The study was a prospective open label randomized trial comparing 15 postmenopausal women with NPHPT (PMW-NPHPT), treated with oral alendronate plus cholecalciferol (treated group) and 15 PMW-NPHPT treated only with cholecalciferol (control group). Blood samples were obtained at baseline and after 3, 6, and 12 months. Bone turnover markers (BTM) were measured at baseline, 3, and 6 months, respectively. BMD was assessed at baseline and after 12 months.
After 1 year of treatment, BMD increased significantly at the lumbar, femoral neck, and hip level in the treated group, but not in the control group (p = 0.001). No differences were found between or within groups in serum calcium, PTH, and urinary calcium levels. BTM significantly decreased in the treated group but not in the control group, at 3 and 6 months (p < 0.001), respectively. No cases of hypercalcemia or hypercalciuria were detected during the study.
The results of this study indicate that alendronate/cholecalciferol increases BMD in postmenopausal women with NPHPT. Alendronate/cholecalciferol or vitamin D alone does not affect serum or urinary calcium.
目前尚无关于正常血钙性原发性甲状旁腺功能亢进症(NPHPT)药物治疗的数据。我们用阿仑膦酸钠/胆钙化醇治疗了30名绝经后NPHPT女性(治疗组),或仅用维生素D治疗(对照组)。在1年多的时间里,治疗组的骨密度(BMD)显著增加,而对照组没有。两种治疗方法均未影响血清或尿钙水平。

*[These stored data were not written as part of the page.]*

PR #28790, opened 2023-10-25
bugtool: Collect XFRM error counters twice

### LINKED ISSUE #16538: Collect `/proc/net/xfrm_stat` twice in bugtool
The `/proc/net/xfrm_stat` file is useful for IPsec incidents to understand if errors are happening in the node. The absolute values don't tell us much however and we often need to ask users for a second bugtool report, to know if the counters are increasing.

Instead, we should probably collect this file twice, with a short interval in between the two collections.

pchaigno:
This pull request changes the bugtool report to collect the XFRM error counters (i.e., `/proc/net/xfrm_stat`) twice instead of only once. We will collect at the beginning and end of the bugtool collection. In that way, there will be around 5-6 seconds between the two collections and we may see if any counter is currently increasing.

    $ diff cilium-bugtool-cilium-7d54p-20231025-115151/cmd/cat*--proc-net-xfrm_stat.md
    5c5
    < XfrmInStateProtoError   	4
    ---
    > XfrmInStateProtoError   	6

In this example, we can easily see that the `XfrmInStateProtoError` is increasing. That suggests a key rotation issue is currently ongoing (cf. IPsec troubleshooting docs).

I tried other approaches to collect over a longer timespan. That may allow us to see slower increases. They all end up being more complex or messier (we'd need to collect at beginning and end of the sysdump instead). In the end, considering this is already a fallback plan for when customers don't collect Prometheus metrics, I think the current, simpler approach is good enough.

Fixes: https://github.com/cilium/cilium/issues/16538.

### DIFF
--- a/bugtool/cmd/configuration.go
+++ b/bugtool/cmd/configuration.go
@@ -81,6 +81,10 @@ func defaultCommands(confDir string, cmdDir string, k8sPods []string) []string {
 	var commands []string
 	// Not expecting all of the commands to be available
 	commands = []string{
+		// We want to collect this twice: at the very beginning and at the
+		// very end of the bugtool collection, to see if the counters are
+		// increasing.
+		"cat /proc/net/xfrm_stat",
 		// Host and misc
 		"ps auxfw",
 		"hostname",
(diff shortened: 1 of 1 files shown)


bugtool/cmd/configuration.go
```diff
@@ -214,6 +218,11 @@ func defaultCommands(confDir string, cmdDir string, k8sPods []string) []string {
 		commands = append(commands, tcCommands...)
 	}
 
+	// We want to collect this twice: at the very beginning and at the
+	// very end of the bugtool collection, to see if the counters are
+	// increasing.
+	commands = append(commands, "cat -u /proc/net/xfrm_stat")
```
tklauser, line 228: Out of curiosity, why are we using `cat -u` here and not in the other commands?

tklauser (approved):
LGTM, one question inline to help my own understanding.

bugtool/cmd/configuration.go
pchaigno: Ouch, that's a good question which I should be documenting in the comment :disappointed: 

The output from all these commands is written into bugtool files whose name is generated. More specifically, the filenames are generated from the commands themselves. So for example this command's output will be stored in `cat--u-proc-net-xfrm_stat.md` IIRC. Hence, we need some difference in the command to end up with two difference filenames. I picked `-u` because that has no effect.

tklauser: Thanks a lot for elaborating and documenting it in a comment!

PR #28791, opened 2023-10-25
makefile: fix 'make kind' for mac

f1ko:
'sed -z' is only available for GNU sed and not the pre-installed version on MacOS. Changing to 'awk' as it accomplishes the same desired output and the specified command works on all popular awk distributions.


tklauser (approved):

tklauser:
@f1ko FYI, I've rebased this PR against latest `main` to fix the Gateway API workflow failure.

PR #28792, opened 2023-10-25
daemon: Remove auto-generated allocation range

gandro:
Before this commit, Cilium used to always auto-generate an endpoint allocation CIDR based on the local node IP. This CIDR however was never actually used for endpoint IP allocation. Instead, the subnet endpoint IPs are allocated from depends on the used IPAM mode:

正常血钙性原发性甲状旁腺功能亢进症(NPHPT)的定义是血清钙正常,在排除继发性甲状旁腺功能亢进的病因后,甲状旁腺激素(PTH)水平持续升高。NPHPT患者可能会发展为肾脏和骨骼疾病。由于尚无关于NPHPT药物治疗的数据,我们旨在研究阿仑膦酸钠和胆钙化醇对绝经后NPHPT女性的骨密度和骨生化标志物的影响。将维生素D的安全性作为次要终点进行评估。
该研究是一项前瞻性开放标签随机试验,比较了15名接受口服阿仑膦酸钠加胆钙化醇治疗的绝经后NPHPT女性(PMW-NPHPT)(治疗组)和15名仅接受胆钙化醇治疗的PMW-NPHPT女性(对照组)。在基线以及3、6和12个月后采集血样。分别在基线、3个月和6个月时测量骨转换标志物(BTM)。在基线和12个月后评估骨密度。
治疗1年后,治疗组的腰椎、股骨颈和髋部骨密度显著增加,而对照组没有(p = 0.001)。组间或组内的血清钙、PTH和尿钙水平没有差异。治疗组在3个月和6个月时BTM显著下降,而对照组没有(p < 0.001)。在研究期间未检测到高钙血症或高钙尿症病例。
本研究结果表明,阿仑膦酸钠/胆钙化醇可增加绝经后NPHPT女性的骨密度。阿仑膦酸钠/胆钙化醇或单独使用维生素D均不影响血清或尿钙水平。